**TASK DETAILS**
Nothing in the data may be altered; the answer is a verbatim copy of it.

**SOURCE RECORDS**
Issue #73, opened 2016-11-09
Cancel processing


vadimdemedes:
Would be very convenient to be able to cancel processing, if I see it's going too slow and obviously will result in a very large gif (162mb, in my case). My macbook's cooling fan was going like crazy :D

doot0:
Hey @vdemedes, that sounds like a great idea. Seems silly not to add this. 👍

delcore92:
Hi all, I wouldn't mind giving this issue a shot.
My plan is to store the save / convert action as deferred promise. Then adding a cancel button to the "progress"  view which will resolve the promise and perform all necessary clean up. 

Here's a screen grab of my proposed ui change:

**EXERCISE SOLUTION**
Issue #73, opened 2016-11-09
Cancel processing


vadimdemedes:
Would be very convenient to be able to cancel processing, if I see it's going too slow and obviously will result in a very large gif (162mb, in my case). My macbook's cooling fan was going like crazy :D

doot0:
Hey @vdemedes, that sounds like a great idea. Seems silly not to add this. 👍

delcore92:
Hi all, I wouldn't mind giving this issue a shot.
My plan is to store the save / convert action as deferred promise. Then adding a cancel button to the "progress"  view which will resolve the promise and perform all necessary clean up. 

Here's a screen grab of my proposed ui change:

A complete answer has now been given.